■ **ACTION ITEM**
Copy each line of the entries below that contains the string "behaviour".

[Stored items]
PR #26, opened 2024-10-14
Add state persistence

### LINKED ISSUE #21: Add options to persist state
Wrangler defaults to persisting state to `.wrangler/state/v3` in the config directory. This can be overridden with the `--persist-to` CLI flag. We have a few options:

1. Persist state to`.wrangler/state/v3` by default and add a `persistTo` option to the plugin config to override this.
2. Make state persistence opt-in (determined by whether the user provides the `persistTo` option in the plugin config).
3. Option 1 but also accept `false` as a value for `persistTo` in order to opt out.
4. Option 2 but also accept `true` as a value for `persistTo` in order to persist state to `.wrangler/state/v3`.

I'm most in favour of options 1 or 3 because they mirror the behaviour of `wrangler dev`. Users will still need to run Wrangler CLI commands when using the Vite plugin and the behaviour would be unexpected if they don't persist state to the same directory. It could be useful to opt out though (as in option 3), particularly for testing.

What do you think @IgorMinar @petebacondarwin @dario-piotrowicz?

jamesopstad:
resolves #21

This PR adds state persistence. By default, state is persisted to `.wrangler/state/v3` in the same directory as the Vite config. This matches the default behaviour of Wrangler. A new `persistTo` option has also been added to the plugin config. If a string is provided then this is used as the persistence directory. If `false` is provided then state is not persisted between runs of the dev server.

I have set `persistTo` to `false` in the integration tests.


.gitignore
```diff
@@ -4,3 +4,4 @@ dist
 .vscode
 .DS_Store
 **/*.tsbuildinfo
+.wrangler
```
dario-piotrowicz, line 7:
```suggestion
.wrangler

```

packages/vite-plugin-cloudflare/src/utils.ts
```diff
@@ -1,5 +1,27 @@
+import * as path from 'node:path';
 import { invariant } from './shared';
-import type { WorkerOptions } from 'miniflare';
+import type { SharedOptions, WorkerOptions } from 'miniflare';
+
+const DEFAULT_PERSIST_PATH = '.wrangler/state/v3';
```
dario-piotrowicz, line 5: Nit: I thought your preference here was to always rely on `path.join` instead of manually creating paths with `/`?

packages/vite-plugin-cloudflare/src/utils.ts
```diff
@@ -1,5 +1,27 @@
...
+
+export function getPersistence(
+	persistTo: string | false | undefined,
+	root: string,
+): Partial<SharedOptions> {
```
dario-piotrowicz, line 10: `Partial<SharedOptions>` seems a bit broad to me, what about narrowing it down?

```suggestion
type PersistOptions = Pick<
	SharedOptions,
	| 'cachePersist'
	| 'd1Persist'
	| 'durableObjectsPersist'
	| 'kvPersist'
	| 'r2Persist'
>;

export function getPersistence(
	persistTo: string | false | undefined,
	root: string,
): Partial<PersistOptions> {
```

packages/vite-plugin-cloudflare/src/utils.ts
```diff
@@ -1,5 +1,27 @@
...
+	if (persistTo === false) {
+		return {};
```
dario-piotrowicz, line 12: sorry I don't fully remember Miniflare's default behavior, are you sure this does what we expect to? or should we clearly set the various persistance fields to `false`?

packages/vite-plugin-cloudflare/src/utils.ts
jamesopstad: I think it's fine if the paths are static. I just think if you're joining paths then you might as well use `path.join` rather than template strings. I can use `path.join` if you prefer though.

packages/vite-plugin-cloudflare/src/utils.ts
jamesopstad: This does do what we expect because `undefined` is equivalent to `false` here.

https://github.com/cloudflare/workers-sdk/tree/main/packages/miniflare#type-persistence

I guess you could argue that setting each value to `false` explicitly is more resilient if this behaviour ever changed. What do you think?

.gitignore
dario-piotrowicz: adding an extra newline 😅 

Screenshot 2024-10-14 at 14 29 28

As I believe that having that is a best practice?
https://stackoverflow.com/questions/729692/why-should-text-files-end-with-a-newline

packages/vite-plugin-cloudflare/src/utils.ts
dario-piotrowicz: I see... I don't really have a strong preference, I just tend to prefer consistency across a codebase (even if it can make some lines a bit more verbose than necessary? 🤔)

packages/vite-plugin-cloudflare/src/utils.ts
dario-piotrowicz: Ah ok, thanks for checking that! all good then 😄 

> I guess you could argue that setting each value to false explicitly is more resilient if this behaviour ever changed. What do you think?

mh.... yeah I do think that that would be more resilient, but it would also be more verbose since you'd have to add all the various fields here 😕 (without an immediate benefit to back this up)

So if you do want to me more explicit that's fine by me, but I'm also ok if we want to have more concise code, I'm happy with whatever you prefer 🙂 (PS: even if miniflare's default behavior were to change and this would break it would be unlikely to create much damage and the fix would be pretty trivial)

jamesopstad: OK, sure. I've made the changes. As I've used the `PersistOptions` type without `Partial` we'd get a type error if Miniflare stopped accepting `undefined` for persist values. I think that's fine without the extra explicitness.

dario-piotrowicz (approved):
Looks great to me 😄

--

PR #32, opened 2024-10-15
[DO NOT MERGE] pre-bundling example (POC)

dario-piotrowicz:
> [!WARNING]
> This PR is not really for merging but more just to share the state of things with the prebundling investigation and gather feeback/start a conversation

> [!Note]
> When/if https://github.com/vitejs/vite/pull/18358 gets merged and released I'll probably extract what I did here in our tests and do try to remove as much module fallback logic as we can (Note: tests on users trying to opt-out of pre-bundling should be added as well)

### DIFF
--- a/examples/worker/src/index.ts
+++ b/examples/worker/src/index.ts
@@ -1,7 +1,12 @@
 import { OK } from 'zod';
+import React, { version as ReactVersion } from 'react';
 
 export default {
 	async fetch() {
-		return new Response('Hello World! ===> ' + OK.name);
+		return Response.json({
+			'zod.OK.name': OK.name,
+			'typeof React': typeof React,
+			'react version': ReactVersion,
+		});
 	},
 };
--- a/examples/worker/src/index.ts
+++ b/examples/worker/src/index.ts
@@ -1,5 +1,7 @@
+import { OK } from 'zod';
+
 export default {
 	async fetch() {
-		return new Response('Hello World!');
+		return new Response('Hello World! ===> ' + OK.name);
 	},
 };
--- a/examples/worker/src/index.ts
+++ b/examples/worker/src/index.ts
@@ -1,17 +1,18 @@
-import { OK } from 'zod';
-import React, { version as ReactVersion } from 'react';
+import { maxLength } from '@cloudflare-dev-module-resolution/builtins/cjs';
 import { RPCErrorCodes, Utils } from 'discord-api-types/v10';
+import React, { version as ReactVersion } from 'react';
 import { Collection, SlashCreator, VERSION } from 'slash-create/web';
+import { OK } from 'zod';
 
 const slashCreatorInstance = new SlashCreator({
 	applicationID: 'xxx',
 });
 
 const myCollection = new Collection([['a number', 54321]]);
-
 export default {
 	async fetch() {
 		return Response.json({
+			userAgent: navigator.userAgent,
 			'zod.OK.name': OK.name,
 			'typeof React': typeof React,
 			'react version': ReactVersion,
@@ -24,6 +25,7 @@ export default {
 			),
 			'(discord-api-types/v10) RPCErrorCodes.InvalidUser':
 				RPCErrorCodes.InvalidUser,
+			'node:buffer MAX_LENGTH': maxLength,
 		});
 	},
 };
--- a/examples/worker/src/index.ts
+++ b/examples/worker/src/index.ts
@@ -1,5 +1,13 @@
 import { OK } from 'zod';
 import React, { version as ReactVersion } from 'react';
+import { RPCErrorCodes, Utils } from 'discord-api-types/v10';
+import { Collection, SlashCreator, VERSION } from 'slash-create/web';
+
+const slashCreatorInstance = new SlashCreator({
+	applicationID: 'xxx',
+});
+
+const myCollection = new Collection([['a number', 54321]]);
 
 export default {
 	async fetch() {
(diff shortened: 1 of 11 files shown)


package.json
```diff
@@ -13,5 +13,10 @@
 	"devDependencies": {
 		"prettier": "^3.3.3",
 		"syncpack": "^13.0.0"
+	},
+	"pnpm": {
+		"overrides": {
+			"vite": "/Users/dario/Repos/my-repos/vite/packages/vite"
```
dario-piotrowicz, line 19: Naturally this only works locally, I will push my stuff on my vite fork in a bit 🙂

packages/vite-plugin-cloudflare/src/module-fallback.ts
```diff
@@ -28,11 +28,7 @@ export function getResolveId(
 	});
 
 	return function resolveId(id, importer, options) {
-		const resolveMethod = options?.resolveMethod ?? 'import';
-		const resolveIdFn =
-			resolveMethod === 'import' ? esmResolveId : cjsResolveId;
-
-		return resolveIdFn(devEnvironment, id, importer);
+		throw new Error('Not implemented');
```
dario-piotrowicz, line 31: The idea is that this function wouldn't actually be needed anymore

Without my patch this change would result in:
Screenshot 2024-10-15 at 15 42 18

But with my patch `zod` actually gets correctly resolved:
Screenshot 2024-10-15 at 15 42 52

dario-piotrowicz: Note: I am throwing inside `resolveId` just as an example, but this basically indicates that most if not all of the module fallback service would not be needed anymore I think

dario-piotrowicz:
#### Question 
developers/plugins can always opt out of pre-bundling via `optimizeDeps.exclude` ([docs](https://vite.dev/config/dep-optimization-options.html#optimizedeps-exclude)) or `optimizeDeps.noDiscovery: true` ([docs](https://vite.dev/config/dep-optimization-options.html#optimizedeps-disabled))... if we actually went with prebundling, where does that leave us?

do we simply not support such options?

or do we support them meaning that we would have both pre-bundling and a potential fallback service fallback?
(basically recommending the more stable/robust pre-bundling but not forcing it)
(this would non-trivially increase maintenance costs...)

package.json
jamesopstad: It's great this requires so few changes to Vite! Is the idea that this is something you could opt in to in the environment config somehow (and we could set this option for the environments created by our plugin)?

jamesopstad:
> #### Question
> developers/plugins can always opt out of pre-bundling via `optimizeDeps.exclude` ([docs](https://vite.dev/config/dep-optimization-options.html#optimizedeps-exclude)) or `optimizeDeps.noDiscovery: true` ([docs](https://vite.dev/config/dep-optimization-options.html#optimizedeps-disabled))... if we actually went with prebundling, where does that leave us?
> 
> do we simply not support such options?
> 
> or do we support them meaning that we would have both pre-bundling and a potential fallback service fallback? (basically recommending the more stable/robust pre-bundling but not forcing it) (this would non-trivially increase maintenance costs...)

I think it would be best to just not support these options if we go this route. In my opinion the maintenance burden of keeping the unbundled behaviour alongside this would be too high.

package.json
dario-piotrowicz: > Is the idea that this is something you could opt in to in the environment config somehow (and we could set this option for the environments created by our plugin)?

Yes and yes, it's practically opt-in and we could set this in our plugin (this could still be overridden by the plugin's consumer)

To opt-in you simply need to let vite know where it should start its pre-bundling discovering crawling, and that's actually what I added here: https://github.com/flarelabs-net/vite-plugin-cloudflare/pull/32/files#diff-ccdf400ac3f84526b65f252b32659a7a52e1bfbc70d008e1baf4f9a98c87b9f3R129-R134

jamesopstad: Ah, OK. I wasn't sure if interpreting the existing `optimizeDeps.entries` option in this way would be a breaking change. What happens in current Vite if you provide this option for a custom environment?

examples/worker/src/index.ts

■ **ANSWER TO THIS EXERCISE**
I'm most in favour of options 1 or 3 because they mirror the behaviour of `wrangler dev`. Users will still need to run Wrangler CLI commands when using the Vite plugin and the behaviour would be unexpected if they don't persist state to the same directory. It could be useful to opt out though (as in option 3), particularly for testing.
This PR adds state persistence. By default, state is persisted to `.wrangler/state/v3` in the same directory as the Vite config. This matches the default behaviour of Wrangler. A new `persistTo` option has also been added to the plugin config. If a string is provided then this is used as the persistence directory. If `false` is provided then state is not persisted between runs of the dev server.
I guess you could argue that setting each value to `false` explicitly is more resilient if this behaviour ever changed. What do you think?
> I guess you could argue that setting each value to false explicitly is more resilient if this behaviour ever changed. What do you think?
I think it would be best to just not support these options if we go this route. In my opinion the maintenance burden of keeping the unbundled behaviour alongside this would be too high.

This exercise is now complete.